* [Task to carry out] In the data below, the answer is the run of lines from the line containing "console - delegation" through the line containing "safely ignore it.", both included; print it exactly and nothing else.

* [Material for the task]
▬▬▬▬▬▬

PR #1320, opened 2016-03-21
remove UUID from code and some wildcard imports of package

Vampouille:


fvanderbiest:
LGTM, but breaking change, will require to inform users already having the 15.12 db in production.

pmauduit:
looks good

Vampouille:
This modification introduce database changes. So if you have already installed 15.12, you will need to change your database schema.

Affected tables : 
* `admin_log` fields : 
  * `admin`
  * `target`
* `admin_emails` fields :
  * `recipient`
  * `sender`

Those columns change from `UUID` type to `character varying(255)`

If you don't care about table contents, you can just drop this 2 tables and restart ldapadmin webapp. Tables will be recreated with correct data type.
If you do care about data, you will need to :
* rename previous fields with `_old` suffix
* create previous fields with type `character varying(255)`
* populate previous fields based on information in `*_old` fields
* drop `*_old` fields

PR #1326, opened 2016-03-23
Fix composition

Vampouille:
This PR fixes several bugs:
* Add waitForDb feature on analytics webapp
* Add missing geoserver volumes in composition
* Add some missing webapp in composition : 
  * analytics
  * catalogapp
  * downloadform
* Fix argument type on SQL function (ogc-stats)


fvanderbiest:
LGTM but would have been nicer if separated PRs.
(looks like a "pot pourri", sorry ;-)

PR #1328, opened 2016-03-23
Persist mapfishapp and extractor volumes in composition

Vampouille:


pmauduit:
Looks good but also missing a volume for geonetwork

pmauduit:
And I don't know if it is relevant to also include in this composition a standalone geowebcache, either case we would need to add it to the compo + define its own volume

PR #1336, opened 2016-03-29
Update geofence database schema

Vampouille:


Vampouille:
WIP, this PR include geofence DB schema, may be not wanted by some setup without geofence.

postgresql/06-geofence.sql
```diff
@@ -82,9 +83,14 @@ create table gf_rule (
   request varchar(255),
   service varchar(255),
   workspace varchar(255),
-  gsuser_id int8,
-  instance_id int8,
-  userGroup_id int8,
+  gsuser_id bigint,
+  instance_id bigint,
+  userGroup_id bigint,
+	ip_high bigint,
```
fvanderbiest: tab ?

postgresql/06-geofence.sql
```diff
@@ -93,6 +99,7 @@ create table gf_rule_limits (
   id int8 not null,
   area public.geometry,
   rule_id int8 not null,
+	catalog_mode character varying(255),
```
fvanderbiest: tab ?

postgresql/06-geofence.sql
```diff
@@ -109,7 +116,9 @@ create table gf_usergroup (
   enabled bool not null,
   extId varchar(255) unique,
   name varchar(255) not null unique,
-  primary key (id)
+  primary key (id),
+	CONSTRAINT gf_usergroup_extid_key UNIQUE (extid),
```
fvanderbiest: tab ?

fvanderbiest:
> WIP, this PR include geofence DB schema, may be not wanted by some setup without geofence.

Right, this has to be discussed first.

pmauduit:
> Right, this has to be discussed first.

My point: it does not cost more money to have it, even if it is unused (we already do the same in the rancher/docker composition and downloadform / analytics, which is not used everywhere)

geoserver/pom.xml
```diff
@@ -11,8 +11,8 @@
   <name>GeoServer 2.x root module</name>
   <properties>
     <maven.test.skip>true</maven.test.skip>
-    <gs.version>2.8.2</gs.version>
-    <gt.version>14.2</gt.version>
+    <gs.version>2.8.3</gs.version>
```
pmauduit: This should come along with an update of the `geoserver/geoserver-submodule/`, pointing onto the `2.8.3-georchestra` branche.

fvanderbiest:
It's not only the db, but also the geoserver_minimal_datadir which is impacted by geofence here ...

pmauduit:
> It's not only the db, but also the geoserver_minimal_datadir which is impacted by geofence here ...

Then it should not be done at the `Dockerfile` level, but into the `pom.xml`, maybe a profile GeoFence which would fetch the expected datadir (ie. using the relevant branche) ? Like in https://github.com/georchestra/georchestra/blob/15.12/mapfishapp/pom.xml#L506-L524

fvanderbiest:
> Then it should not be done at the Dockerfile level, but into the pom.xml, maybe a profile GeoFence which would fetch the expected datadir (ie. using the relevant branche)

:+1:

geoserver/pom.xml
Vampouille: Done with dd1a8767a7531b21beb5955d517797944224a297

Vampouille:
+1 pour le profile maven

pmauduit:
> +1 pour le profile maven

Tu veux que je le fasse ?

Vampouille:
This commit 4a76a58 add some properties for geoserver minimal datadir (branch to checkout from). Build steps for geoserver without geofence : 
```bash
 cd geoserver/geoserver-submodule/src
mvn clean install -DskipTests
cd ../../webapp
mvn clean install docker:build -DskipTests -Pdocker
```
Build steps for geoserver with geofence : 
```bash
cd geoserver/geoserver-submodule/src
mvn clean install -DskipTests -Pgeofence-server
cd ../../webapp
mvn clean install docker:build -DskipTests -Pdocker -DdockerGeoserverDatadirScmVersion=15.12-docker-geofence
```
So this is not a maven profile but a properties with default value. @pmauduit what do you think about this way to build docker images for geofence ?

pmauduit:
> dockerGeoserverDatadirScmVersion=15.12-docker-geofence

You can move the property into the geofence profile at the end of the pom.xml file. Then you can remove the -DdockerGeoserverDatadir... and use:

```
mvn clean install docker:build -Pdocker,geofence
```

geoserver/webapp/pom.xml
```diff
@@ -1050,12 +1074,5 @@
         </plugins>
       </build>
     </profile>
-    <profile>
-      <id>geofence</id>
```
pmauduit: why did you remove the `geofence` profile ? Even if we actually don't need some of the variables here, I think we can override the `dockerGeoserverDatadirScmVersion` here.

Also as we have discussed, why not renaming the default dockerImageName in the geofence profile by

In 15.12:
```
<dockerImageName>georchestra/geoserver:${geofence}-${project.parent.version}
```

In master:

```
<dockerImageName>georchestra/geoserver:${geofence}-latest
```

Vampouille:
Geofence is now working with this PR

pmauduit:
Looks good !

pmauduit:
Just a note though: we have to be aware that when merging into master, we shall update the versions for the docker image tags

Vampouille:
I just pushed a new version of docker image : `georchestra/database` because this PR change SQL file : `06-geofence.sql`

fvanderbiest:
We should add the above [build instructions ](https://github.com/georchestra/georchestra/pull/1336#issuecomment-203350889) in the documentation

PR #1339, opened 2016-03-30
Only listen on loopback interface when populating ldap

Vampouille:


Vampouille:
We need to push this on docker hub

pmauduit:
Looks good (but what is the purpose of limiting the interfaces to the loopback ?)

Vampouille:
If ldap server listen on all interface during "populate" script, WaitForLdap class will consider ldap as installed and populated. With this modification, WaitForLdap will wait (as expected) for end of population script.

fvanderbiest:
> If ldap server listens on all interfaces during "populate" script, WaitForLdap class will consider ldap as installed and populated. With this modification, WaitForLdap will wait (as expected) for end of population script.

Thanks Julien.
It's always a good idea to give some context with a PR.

▬▬▬▬▬▬

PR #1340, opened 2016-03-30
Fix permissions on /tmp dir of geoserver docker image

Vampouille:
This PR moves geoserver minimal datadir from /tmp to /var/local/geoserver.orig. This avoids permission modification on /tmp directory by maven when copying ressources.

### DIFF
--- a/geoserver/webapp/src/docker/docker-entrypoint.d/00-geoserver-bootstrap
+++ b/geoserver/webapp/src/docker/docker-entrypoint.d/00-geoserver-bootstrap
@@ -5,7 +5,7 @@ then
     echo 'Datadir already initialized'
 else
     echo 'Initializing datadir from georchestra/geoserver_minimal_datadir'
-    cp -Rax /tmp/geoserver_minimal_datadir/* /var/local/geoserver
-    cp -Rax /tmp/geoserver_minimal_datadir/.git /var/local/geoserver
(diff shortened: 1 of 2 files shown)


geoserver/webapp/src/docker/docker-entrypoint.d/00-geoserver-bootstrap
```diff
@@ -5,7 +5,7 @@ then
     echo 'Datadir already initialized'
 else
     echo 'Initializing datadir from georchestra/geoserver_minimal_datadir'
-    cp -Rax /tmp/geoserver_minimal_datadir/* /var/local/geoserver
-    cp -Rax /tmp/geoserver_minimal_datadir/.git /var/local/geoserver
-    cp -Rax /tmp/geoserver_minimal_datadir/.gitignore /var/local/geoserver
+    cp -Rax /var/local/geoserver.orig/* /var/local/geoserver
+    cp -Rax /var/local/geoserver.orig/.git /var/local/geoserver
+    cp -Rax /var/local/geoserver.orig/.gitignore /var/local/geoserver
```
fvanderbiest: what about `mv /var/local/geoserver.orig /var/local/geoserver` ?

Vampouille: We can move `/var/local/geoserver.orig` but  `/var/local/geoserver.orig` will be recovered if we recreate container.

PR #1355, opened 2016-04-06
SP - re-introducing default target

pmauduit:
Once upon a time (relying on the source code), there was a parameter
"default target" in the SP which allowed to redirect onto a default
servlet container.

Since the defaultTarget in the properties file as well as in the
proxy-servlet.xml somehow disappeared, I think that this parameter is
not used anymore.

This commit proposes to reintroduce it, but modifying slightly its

▬▬▬▬▬▬

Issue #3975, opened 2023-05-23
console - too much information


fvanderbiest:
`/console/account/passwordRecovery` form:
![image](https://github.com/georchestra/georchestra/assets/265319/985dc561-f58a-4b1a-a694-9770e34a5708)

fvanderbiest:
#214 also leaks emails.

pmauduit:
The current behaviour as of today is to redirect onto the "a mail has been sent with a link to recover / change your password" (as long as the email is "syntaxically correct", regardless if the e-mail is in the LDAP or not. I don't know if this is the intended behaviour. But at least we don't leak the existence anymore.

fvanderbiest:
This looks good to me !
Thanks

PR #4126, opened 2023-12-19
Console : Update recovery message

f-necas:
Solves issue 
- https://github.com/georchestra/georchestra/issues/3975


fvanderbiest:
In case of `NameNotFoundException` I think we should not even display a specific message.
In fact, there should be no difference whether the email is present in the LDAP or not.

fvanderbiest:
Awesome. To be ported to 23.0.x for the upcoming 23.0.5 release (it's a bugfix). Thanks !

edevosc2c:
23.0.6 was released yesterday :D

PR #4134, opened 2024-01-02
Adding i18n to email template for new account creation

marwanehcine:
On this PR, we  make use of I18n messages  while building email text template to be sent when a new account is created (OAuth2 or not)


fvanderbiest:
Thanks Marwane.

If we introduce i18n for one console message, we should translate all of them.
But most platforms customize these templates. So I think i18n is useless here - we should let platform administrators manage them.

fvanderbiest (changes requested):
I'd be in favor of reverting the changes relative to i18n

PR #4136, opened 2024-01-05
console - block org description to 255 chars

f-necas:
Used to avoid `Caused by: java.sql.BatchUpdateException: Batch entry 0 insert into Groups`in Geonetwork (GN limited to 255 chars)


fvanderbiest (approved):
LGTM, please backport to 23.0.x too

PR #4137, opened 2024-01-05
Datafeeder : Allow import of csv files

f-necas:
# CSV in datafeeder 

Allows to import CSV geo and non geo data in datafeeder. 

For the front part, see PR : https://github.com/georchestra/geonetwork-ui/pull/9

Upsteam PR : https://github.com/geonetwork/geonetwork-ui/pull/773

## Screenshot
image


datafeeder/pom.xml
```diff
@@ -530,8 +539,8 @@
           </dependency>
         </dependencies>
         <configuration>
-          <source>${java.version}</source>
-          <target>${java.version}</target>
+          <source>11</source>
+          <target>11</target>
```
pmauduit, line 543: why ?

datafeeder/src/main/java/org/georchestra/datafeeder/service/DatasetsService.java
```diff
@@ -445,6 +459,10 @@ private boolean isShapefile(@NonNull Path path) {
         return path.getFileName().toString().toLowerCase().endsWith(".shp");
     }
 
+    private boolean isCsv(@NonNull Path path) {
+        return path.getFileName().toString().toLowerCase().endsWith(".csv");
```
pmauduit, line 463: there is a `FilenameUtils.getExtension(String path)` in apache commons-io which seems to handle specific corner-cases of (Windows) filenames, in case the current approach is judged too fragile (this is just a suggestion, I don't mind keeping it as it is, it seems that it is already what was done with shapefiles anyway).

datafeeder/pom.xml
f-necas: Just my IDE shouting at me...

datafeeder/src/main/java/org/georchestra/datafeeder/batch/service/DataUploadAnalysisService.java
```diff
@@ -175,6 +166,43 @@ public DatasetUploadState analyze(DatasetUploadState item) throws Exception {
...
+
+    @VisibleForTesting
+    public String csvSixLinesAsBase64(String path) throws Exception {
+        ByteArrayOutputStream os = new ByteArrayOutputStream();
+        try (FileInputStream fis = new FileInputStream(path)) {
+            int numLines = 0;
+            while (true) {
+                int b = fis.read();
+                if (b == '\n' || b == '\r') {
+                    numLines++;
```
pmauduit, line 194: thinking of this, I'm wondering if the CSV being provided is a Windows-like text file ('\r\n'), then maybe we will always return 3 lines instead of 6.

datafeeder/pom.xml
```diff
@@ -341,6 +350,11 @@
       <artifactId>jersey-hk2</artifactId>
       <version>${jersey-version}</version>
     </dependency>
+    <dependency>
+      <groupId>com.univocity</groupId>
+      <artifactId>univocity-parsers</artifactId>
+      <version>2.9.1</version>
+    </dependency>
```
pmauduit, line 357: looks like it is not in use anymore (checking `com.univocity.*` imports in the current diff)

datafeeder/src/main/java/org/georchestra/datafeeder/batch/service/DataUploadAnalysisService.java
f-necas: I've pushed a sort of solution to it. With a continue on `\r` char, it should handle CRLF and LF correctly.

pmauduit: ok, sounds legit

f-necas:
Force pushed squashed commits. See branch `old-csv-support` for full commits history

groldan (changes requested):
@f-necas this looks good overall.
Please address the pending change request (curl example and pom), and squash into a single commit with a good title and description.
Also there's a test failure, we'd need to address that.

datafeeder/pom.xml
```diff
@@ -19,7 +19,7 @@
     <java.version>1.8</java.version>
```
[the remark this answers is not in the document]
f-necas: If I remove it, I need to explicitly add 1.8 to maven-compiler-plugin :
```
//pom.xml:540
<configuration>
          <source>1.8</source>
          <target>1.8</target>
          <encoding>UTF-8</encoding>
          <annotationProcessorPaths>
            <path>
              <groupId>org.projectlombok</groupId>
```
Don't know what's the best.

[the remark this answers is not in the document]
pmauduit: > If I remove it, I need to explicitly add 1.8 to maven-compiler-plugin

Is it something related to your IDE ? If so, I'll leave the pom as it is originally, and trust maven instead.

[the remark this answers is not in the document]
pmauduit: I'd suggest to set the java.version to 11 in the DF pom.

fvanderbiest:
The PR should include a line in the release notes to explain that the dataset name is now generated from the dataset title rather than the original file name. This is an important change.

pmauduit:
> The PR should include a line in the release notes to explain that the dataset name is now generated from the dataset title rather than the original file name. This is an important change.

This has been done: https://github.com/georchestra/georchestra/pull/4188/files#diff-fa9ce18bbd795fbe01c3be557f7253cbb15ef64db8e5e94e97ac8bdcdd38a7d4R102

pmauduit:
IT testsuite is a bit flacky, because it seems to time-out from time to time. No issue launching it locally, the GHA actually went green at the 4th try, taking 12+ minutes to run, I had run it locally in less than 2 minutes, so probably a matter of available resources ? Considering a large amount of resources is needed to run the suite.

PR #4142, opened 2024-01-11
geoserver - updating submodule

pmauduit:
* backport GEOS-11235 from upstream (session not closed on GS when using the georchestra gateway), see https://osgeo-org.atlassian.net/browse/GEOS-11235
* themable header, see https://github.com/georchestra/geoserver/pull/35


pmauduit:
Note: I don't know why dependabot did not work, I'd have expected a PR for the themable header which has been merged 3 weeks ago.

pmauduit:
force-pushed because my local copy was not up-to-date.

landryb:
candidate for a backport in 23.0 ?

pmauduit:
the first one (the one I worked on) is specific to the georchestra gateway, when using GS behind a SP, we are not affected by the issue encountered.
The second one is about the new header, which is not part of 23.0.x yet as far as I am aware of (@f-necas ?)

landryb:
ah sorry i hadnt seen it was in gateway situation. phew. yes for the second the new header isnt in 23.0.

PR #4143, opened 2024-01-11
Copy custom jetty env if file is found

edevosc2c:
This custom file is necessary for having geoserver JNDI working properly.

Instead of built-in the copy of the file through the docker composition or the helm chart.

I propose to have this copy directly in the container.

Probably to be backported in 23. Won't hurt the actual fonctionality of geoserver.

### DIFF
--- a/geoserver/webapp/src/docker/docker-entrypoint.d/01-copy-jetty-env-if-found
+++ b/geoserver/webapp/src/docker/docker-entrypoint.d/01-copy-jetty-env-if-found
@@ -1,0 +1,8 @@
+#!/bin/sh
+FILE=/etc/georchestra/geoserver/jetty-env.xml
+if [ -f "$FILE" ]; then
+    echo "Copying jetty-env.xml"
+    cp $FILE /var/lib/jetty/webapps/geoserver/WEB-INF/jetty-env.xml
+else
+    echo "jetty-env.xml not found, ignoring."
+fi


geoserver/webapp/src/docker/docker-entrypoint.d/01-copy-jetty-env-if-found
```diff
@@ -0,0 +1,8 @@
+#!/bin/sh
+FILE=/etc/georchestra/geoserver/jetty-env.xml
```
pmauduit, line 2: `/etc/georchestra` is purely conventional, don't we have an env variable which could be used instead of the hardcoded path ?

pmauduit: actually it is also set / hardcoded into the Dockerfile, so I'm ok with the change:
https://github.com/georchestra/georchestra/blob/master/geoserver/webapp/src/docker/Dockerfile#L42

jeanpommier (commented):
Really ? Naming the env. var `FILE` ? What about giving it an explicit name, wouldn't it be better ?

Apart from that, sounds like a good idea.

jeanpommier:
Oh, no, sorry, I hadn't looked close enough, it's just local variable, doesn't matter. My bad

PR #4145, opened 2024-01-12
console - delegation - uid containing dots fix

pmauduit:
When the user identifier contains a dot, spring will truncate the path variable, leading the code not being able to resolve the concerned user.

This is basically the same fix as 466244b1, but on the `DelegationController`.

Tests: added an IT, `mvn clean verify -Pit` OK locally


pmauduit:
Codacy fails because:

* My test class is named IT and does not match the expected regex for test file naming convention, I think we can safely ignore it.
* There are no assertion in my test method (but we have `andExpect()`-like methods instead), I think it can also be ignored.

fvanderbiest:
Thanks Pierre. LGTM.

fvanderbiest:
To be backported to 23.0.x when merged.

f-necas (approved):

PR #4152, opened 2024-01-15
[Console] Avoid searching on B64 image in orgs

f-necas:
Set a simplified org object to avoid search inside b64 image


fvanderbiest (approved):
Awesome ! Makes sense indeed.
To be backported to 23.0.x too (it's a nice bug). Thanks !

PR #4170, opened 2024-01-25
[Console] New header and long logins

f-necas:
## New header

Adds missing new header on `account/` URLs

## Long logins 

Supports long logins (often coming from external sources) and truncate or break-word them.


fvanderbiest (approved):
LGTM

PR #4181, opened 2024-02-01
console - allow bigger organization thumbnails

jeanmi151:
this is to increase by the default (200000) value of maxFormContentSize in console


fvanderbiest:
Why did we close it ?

▬▬▬▬▬▬

* [Task response]
console - delegation - uid containing dots fix

pmauduit:
When the user identifier contains a dot, spring will truncate the path variable, leading the code not being able to resolve the concerned user.

This is basically the same fix as 466244b1, but on the `DelegationController`.

Tests: added an IT, `mvn clean verify -Pit` OK locally


pmauduit:
Codacy fails because:

* My test class is named IT and does not match the expected regex for test file naming convention, I think we can safely ignore it.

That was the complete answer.